This is a seminar-based course in problem solving in which participants will work on a diverse assortment of mathematical problems. The focus will be on presenting clear, mathematically correct solutions to problems. Most of the problems will be of a type not normally encountered in other courses and, although the problems themselves will not require sophisticated techniques, their solutions will not usually be straightforward

• Instructor: David Poole
• Timetable: Fall
• Meetings: Three hours of lecture and one hour seminar per week.
• Prerequisites: Math 1100H[110], and 1350H[135H]

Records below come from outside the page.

PR #3616, opened 2025-04-24
Job Spool Pagination Bug fixes

pujal0909:
## Proposed changes

https://github.com/zowe/zowe-explorer-vscode/issues/3600
1. Fixed a bug where the load more button did not work for spool files lines that are greater than the default.
2. Changed toggle and default records settings to be under Zowe -> jobs -> paginate to be consistent with the data sets pagination feature.
3. Key binding `ctrl + l` updated to work as expected now.

To test functionality:

1. Run the debugger
2. In the Zowe explorer settings, check off the setting to enable job spool pagination. You can set the number of records to fetch when polling spool files.
3. Create a shell script and submit a member with JCL that points to the script.
4. View the submitted job's output. You can click on the load more code lens to load additional contents of the job spool. `Ctrl + l` can be used as well to load contents.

What's the best way for society to make collective decisions? What voting system is the fairest? Most rational? Most democratic? These questions were first studied by the mathematicians Borda and Condorcet in 18th century France. In 1950, Kenneth Arrow proved a shocking theorem: it is impossible to design an `ordinal' voting system (where voters rank their `first', `second', `third' choices, etc.) which is both `fair' and `rational'. Arrow's theorem explains much of what goes wrong in real-world democracies.

Arrow's theorem does not say that `Democracy is impossible'; it simply says that we must use richer information about voters' preferences if we want sensible outcomes. In the late 18th century, British philosopher Jeremy Bentham argued for utilitarianism: society should choose the policies which lead to the greatest total happiness (`utility') when summed over all citizens. A precise mathematical definition of `utility' was provided by John von Neumann and Oskar Morgenstern in 1949, and Bentham's utilitarian intuitions were formalized by the economist John Harsanyi in the 1950s. However, in 1970, the philosopher John Rawls argued instead for egalitarianism: society should choose the policy which maximizes the utility of its least fortunate members. Utilitarianism and egalitarianism are both examples of social choice functions ---rules for guiding social policy. But which rule is best?

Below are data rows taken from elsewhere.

PR #3625, opened 2025-04-29
Fix duplicate nodes when adding profiles

jace-roell:
## Proposed changes

Extenders that may add `base` or `ssh` to the profile cache type array will result in duplicate nodes for ssh or base profile types when adding a profile to a tree.

Adding an ssh profile from an extender before the fix:
image

This fix changes the profile types to a set to avoid duplicate types and thus duplicate nodes

Adding an ssh profile from an extender after the fix:
image

## Release Notes

Milestone:

Changelog:

## Types of changes

## Checklist

**General**

**Code coverage**

**Deployment**

### DIFF
--- a/packages/zowe-explorer-api/CHANGELOG.md
+++ b/packages/zowe-explorer-api/CHANGELOG.md
@@ -4,6 +4,8 @@ All notable changes to the "zowe-explorer-api" extension will be documented in t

Voting is not the only form of collective decision-making; many decisions are made through bargaining between two or more parties. Suppose you are asked to arbitrate between the parties; what is the fairest settlement you can propose? Utilitarianism and egalitarianism both suggest answers to this question, but in 1950, John Nash discovered a `bargaining solution' which is optimal in a mathematically precise way. The Nash bargaining solution yields another social choice function, which compromises between utilitarianism and egalitarianism.

Since the work of these pioneers, social choice theory has grown into a major modern research area, at the interface between mathematics, economics, and political philosophy. It uses mathematics to confront problems which lie at the heart of contemporary political and economic disputes.

• Instructor: Marcus Pivato
• Timetable: Winter
• Meetings: Three hours of lecture and one hour seminar per week.
• Probable Texts: Two of:
  • Primary: Axioms of Cooperative Decision-Making, by Hervé Moulin. (1988, Cambridge UP)
  • Secondary: A Primer in Social Choice Theory, by Wulf Gaertner (2006, Oxford UP).
  • ...and possibly some preprinted lecture notes by the instructor.
• Probable Grading Scheme: Best 8 out of 9 quizzes, plus year-end research paper and presentation.
• Prerequisites:
  • Either Math 1350H[135H], 2010H[201H], and 2200H[220H] (for math majors);
  • or Econ 300H and Econ 325H (for economics majors). Econ 316H and Econ 400H also recommended.
  • Note:This is an experimental trial of a new course. This course will only be offered if there is sufficient student demand.